WORK TO COMPLETE: Present the count of lines in the entries below that hold "result", and present nothing else.

SUPPLIED RECORDS:
PR #7077, opened 2023-07-09
ENH: Load DICOM files using DICOM module by default

### LINKED ISSUE #5726: Disable DICOM import from "Add data" dialog
DICOM import via "Add data" dialog has many limitations, such as cannot deal with varying slice spacing, 4D volumes, cannot import any other objects than images, etc. and has issues, such as potentially loading the image in incorrectly slice order.

DICOM loading this way should be disabled and preferable replaced by importing via the DICOM module. To match the previous functionality more closely, the import should be done via a temporary DICOM database and should be fast (at least time to first image should be quick and simple).

## Environment
- Slicer version: Slicer-4.11 and later
- Operating system: all

lassoan:
Drag-and-dropping a DICOM file made Slicer use ITK DICOM reader, which often did not load the data correctly.

This commit adds a new "DICOM import" reader type, which is selected by default for DICOM files. This reader imports the files into the Slicer DICOM database and switches to the DICOM module.

The workaround of interpreting all files as DICOM by default while in DICOM module has now been removed. "Add data" window is brought up when loading a file, regardless of what is the active module. The workaround surprised users when they could not load non-DICOM data while they were in DICOM module.

If a user wants to read the DICOM file using ITK reader, it is possible by changing "Description" in the "Add data" module to "Volume".

fixes #5726

### DIFF
--- a/Base/QTCore/qSlicerScriptedFileReader.cxx
+++ b/Base/QTCore/qSlicerScriptedFileReader.cxx
@@ -278,7 +278,7 @@ double qSlicerScriptedFileReader::canLoadFileConfidence(const QString& file)cons
     return this->Superclass::canLoadFileConfidence(file);
     }
 
-  if (PyFloat_Check(result))
+  if (!PyFloat_Check(result))
     {
     qWarning() << d->PythonSource
                << " - In" << d->PythonClassName << "class, function 'canLoadFileConfidence' "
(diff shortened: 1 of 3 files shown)


pieper (approved):
This looks good.  I have often been confused that data drops were rejected when the dicom module was active, and similarly there's been confusion about the difference between Add Data and the DICOM module.  This nicely fixes both.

TASK SOLUTION: 2